When tree nodes are updated during pattern extraction or strategy compilation (decision rules written to tree nodes in Steps 3/3.5), invoke /reflect-tree-update to propagate changes upward through the memory tree.

Mode: Calibration (--calibration-check)

This sub-skill implements Mode 3 of /reflect. It is invoked by the parent /reflect router when --calibration-check is specified, or during --full-cycle when 10+ resolved hypotheses exist. It analyzes confidence calibration across all hypotheses, bins them by confidence level, computes actual accuracy per bin, recommends self-consistency checks, and updates calibration data.

Step 0: Load Conventions

Step 1: Bin Hypotheses by Confidence Level

Group all resolved hypotheses into confidence bins:
  50-59%: [hypotheses]
  60-69%: [hypotheses]
  70-79%: [hypotheses]
  80-89%: [hypotheses]
  90-100%: [hypotheses]

Step 2: Calculate Actual Accuracy Per Bin

For each bin:
  expected_accuracy = midpoint of bin (e.g., 75% for 70-79%)
  actual_accuracy = confirmed / total in bin
  calibration_error = abs(expected - actual)

Step 3: Multi-Sample Self-Consistency Check

For future hypotheses, recommend using self-consistency:

1. Generate 3-5 independent assessments of the same question
2. Measure agreement level
3. High agreement (4/5 or 5/5) = high confidence
4. Moderate agreement (3/5) = moderate confidence
5. Low agreement (2/5 or less) = low confidence or skip
Bash: echo "reflect-on-self phase documented"

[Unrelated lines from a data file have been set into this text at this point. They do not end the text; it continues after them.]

PR #1026, opened 2024-04-09
Fix Minor Typo: make 'class' lowercase in class description

mikeradka:
#### Related Issue: 
N/A

#### Description of changes:

Fix a minor typo in the description of `class_uid` where `class` was uppercased.

From: `A Class describes the attributes available in an event.`
To: `A class describes the attributes available in an event.`

image

### DIFF
--- a/dictionary.json
+++ b/dictionary.json
@@ -820,7 +820,7 @@
     },
     "class_uid": {
       "caption": "Class ID",
-      "description": "The unique identifier of a class. A Class describes the attributes available in an event.",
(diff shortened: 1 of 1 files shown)


alanisaac (approved):

Aniak5 (approved):

mikeradka:
> I feel like we often capitalize the attribute/object that we are currently defining. Maybe we should move away from this.

That's a good point. I was tempted to encapsulate it in `<code>class</code>`, but held back on that so as to not have disparity

PR #1027, opened 2024-04-09
Updated metaschema to improve error reporting

### LINKED ISSUE #1021: Metaschema: error reporting is difficult to understand
### Background

With the changes in https://github.com/ocsf/ocsf-schema/commit/3c7ca9216ac5afdf79ac6d27e4b8f88e7c74c32d, the metaschema was updated to refactor it and make it a bit easier to read.  However, this had the side effect of making the error messages more difficult to understand.

### To Reproduce

Take the existing schema.  Find an event with any attribute that is marked `group: primary` and update it so that it also has `requirement: optional`, which is not allowed.  Run the validator over the schema, and you will see a message like the following:

```
TESTING: JSON files match their metaschema definitions
   FATAL: File at events/network/tunnel_activity.json does not pass metaschema validation. Error: Unevaluated properties are not allowed ('attributes', 'caption', 'description', 'extends', 'name', 'profiles' were unexpected) at JSON path: '$'
```

This error message does not point to the issue with the schema.

### Notes

I believe this is occurring because the `anyOf` constraint in the event metaschema is not matching the common event schema`"$ref": "common-event-object.schema.json"`.  Since it does not match, that entire component of the schema is thrown out, and then all attributes from it are treated as `unevaluated`.

alanisaac:
#### Related Issue: 
Fixes #1021 

#### Description of changes:
This PR updates the `event` and `object` metaschemas to address the issue described in #1021, where reporting from the metaschema validation does not point to the location of the error.  The strategy used is shown here: https://json-schema.org/understanding-json-schema/reference/object#extending

> Because additionalProperties only recognizes properties declared in the same subschema, it considers anything other than "street_address", "city", and "state" to be additional. Combining the schemas with [allOf](https://json-schema.org/understanding-json-schema/reference/combining#allof) doesn't change that. A workaround you can use is to move additionalProperties to the extending schema and redeclare the properties from the extended schema.

### DIFF
--- a/CHANGELOG.md
+++ b/CHANGELOG.md
@@ -99,6 +99,8 @@ Thankyou! -->
     4. Metaschema improvements. #993 
         * Detect unexpected top-level properties in object and event class definitions. This was added at this point to detect invalid observable definitions: invalid `observable` property in event classes, and invalid `observables` property in objects.
         * Remove hard-coded list of categories from `metaschema/categories.schema.json`, leaving this to the `ocsf-validator`. This change makes testing with alternate schemas that may add extra categories easier, as well as making it possible to validate private extensions that contain new categories.
+    5. Metaschema error reporting #1027
+        * Updated the definition of `object` and `event` so that metaschema errors reported by the validator with nested properties correctly attribute the error to the property with the error, rather than the top-level class.
 <!-- All available sections in the Changelog:
 
 ### Added
--- a/metaschema/event.schema.json
+++ b/metaschema/event.schema.json
@@ -3,13 +3,21 @@
     "$schema": "https://json-schema.org/draft/2020-12/schema",
     "title": "Event",
     "description": "Event classes are particular sets of attributes and objects representing a log line or telemetry submission at a point in time. Event classes have semantics that describe what happened: either a particular activity, disposition or both.",
-    "anyOf": [
+    "allOf": [
         {
             "$ref": "common-event-object.schema.json"
         },
         {
             "type": "object",
             "properties": {
+                "@deprecated": true,
+                "description": true,
+                "caption": true,
+                "name": true,
+                "extends": true,
+                "constraints": true,
+                "profiles": true,
+                "attributes": true,
                 "associations": {
                     "type": "object",
                     "description": "Associations indicate attributes in a schema which 'go together'. For example, if a schema has multiple users and multiple endpoints, associations can indicate which user attribute goes with which endpoint.",
@@ -40,8 +48,8 @@
                     },
                     "additionalProperties": false
                 }
-            }
+            },
+            "additionalProperties": false
         }
-    ],
-    "unevaluatedProperties": false
+    ]
 }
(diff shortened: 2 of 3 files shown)


rmouritzen-splunk:
This is the basically the prior approach, it seems? I believe this will allow extra top-level attributes though the JSON Schema check.

alanisaac:
It is not the prior approach, though it does use the same technique.  I believe the [prior approach](https://github.com/ocsf/ocsf-schema/blob/18df2dedacf6b6ebffcee40ae47de38a36eaeee8/metaschema/object.schema.json) allowed extra top-level attributes in objects because nothing in the definition of `object.schema.json` disallowed that to happen (there was no `additionalAttributes: false` or similar constraint).  That constraint was omitted because event "inherited" so to speak from object, which would not have been possible with that constraint in place.

The difference here is that both event and object now / still inherit from the common event object schema, which defines the attributes, and are both able to set `additionalAttributes: false`.

Here are test cases I wrote up locally (I could contribute these to the validator unit tests at some point):

### An event should not pass with additional top-level properties

```json
{
    "description": "Bad apple: an invalid event.",
    "extends": "base_event",
    "caption": "Bad Apple",
    "name": "bad_apple",
    "category": "network",
    "uid": 999,
    "profiles": [
      "host"
    ],
    "attributes": {
      "file": {
        "description": "The email file attachment.",
        "group": "primary",
        "requirement": "required"
      }
    },
    "foo": "bar"
}
```

results in:

```
TESTING: JSON files match their metaschema definitions
   FATAL: File at events/network/bad_apple.json does not pass metaschema validation. Error: Additional properties are not allowed ('foo' was unexpected) at JSON path: '$'
```

### An object should not pass with additional top-level properties

```json
{
    "description": "Bad apple: an invalid event.",
    "extends": "base_event",
    "caption": "Bad Apple",
    "name": "bad_apple",
    "profiles": [
      "host"
    ],
    "attributes": {
      "file": {
        "description": "The email file attachment.",
        "group": "primary",
        "requirement": "required"
      }
    },
    "foo": "bar"
}
```

results in:

```
TESTING: JSON files match their metaschema definitions
   FATAL: File at objects/bad_apple.json does not pass metaschema validation. Error: Additional properties are not allowed ('foo' was unexpected) at JSON path: '$'
```

### An attribute that combines `required` and `optional` should show an error message pointing to the specific attribute

```json
{
    "description": "Bad apple: an invalid event.",
    "extends": "base_event",
    "caption": "Bad Apple",
    "name": "bad_apple",
    "profiles": [
      "host"
    ],
    "attributes": {
      "file": {
        "description": "The email file attachment.",
        "group": "primary",
        "requirement": "optional"
      }
    }
}
```

results in:

```
TESTING: JSON files match their metaschema definitions
   FATAL: File at objects/bad_apple.json does not pass metaschema validation. Error: 'optional' is not one of ['recommended', 'required'] at JSON path: '$.attributes.file.requirement'
```

rmouritzen-splunk:
I tried this locally, and it works great. I say we go with it.

rmouritzen-splunk (approved):

zschmerber (approved):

Step 4: Update Calibration Data

Write calibration report to journal and update:

Aspirations meta confidence_calibration_bias via Bash: aspirations-meta-update.sh --source agent confidence_calibration_bias <value> (read via aspirations-read.sh --source agent --meta)
meta/meta-knowledge/_index.yaml category-level calibration data

Chaining Map (All Modes)

Direction	Skill/Script	Modes	How
Called by	`/reflect --extract-patterns`	Patterns	Mode routing from parent
Called by	`/reflect --calibration-check`	Calibration	Mode routing from parent
Calls	`/reflect-tree-update`	Patterns	Propagate tree changes upward
Calls	`pipeline-read.sh`	Both	Load resolved hypotheses
Calls	`experience-read.sh`	Patterns	Temporal credit patterns
Calls	`aspiration-trajectory.sh`	Patterns	Trajectory-level mining
Calls	`tree-find-node.sh`	Patterns	Strategy → tree compilation
Calls	`curriculum-contract-check.sh`	Patterns	Gate meta-strategy edits
Calls	`meta-set.sh`	Patterns	Meta-strategy updates
Calls	`aspirations-meta-update.sh`	Both	Calibration data, self-model
Updates	`world/knowledge/patterns/`	Patterns	Pattern files
Updates	`world/knowledge/strategies/`	Patterns	Strategy files
Updates	`meta/meta-knowledge/`	Both	Self-model, calibration
Updates	Tree node Decision Rules	Patterns	Strategy compilation
Updates	`agents/<agent>/journal/`	Calibration	Calibration report

Return Protocol

See .claude/rules/return-protocol.md — last action must be a tool call, not text. The terminal action is aspirations-meta-update.sh or a tree-node write. Never end with a text summary of pattern synthesis or calibration.